As Deborah Britzman writes, "curricula that purport to be inclusive may actually work to produce new forms of exclusivity if the only subject positions offered are the tolerant normal and the tolerated subaltern." Peele argues that because the texts of popular culture frequently represent lesbian and gay people as in need of acceptance by straight people, just as Kippy Sunderstrom represents Darren Lemming, these texts construct a heterosexual audience that is in a position to be tolerant. The construction of this subject position, in turn, reproduces the very marginalization of lesbians and gay men that the text might be trying to undermine, since this construction more or less permanently isolates queer culture. And, as Britzman suggests, a model of acceptance that relies on tolerance might require some subjectivities to remain intolerable.
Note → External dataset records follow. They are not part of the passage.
PR #1613, opened 2022-07-01
Use `pathlib` to get path to `plasma-calculator` notebook

### LINKED ISSUE #1612: `plasma-calculator` does not launch on a Windows 10 system
Original comment...https://github.com/PlasmaPy/PlasmaPy/pull/1610#discussion_r912220976

The `plasma-calculator` does not launch when using a Windows 10 system...

> Also, I get an error when trying to run the calculator on my windows machine...
> 
> image
>
> My suspicion is whatever functionality is generating the file path is ignorant of a windows file separator, since the path and file name are mashed into one without a separator.

namurphy:
This PR uses `pathlib` instead of `os` to create the path to the plasma calculator notebook.  Closes #1612.  I hope.

### DIFF
--- a/plasmapy/utils/calculator/__init__.py
+++ b/plasmapy/utils/calculator/__init__.py
@@ -43,12 +43,13 @@ def main():
 
     command = [
         "voila",
-        no_browser,
-        f"--port={args.port}" f"--{theme=}",
         notebook_path,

As college instructors we see scores of students who are finding out who they really are - developing their identities away from their parents for the first time. Queer Popular Culture is a particularly valuable contribution to the dialogue regarding how meaning is made - how the massage of media and popular culture influence, when left unexamined, can shape attitudes for better or worse.
Such lives have always been complex, and with the dawn of their college experience, a hurricane of ideas, values, social cues, and interconnected phenomena sends this reality crashing onto their psyches.
What does it all mean?
In part of his brilliant exploration, Peele discusses gay identity as a source of comedy. For example the "Phoebe’s Husband" episode of Friends participates in mainstream culture’s more or less constant derogation of gay men.
In an unusual move, however, this episode of Friends is also antiheteronormative in that its plot line revolves around Phoebe’s husband, Duncan, coming out as heterosexual; Phoebe did not know that Duncan was actually heterosexual. She assumed, as did he, that Duncan was gay. A situation in which a straight man, who has always performed as gay, discovers himself to be straight and reveals that knowledge to his friends obviously trivializes the traumatic experience of sexual self-revelation that many queers experience. While this episode is heteronormative, that is, it operates from the assumption that heterosexuality is a normal state and that other sexualities are derivative, it also satirizes that heteronormativity by reversing the disciplinary apparatus that is normally invoked to control gay men.
Links to capitalism, free market ideology, and business are also examined:
The actor who plays the character on The Sopranos, Joseph Gannascoli, explicitly requested that the producers of the show make his character gay so that he could expand the character’s presence: "I thought that was a way of separating myself from the other actors, because I would have been in the background most of the time. You know, line here, line there, and nothing really substantial" (Rowe). Queer identity, then, is now specifically appropriated to exploit market forces.
Another contributor speaks of the need for authenticity:
As Suzanna Walters writes, "The complexity and diversity of the gay and lesbian community needs to be represented, not promoted as simply heterosexuality with a twist."
In this work, Halperin notes that "queer culture is likely to suffer, on a larger political scale, the normalizing vicissitudes already undergone by so-called queer theory." Yet his analysis holds out the possibility that queer representation in popular culture, Peele concludes, might to some extent function to reshape hegemonic cultural narratives about non-normative sexuality.
Since identity is the product of a relation of power, queer identity and queer culture must necessarily change as the unacceptable becomes acceptable, however transitory that acceptability might be.
According to Peele, the essays in this text aren’t radical; none of them claim that hegemonic narratives about non-normative sexuality have been completely undermined. Instead, the essays examine the ways that popular culture destabilizes and decenters queer subjectivity.
Extended quotes have been used with permission of the author.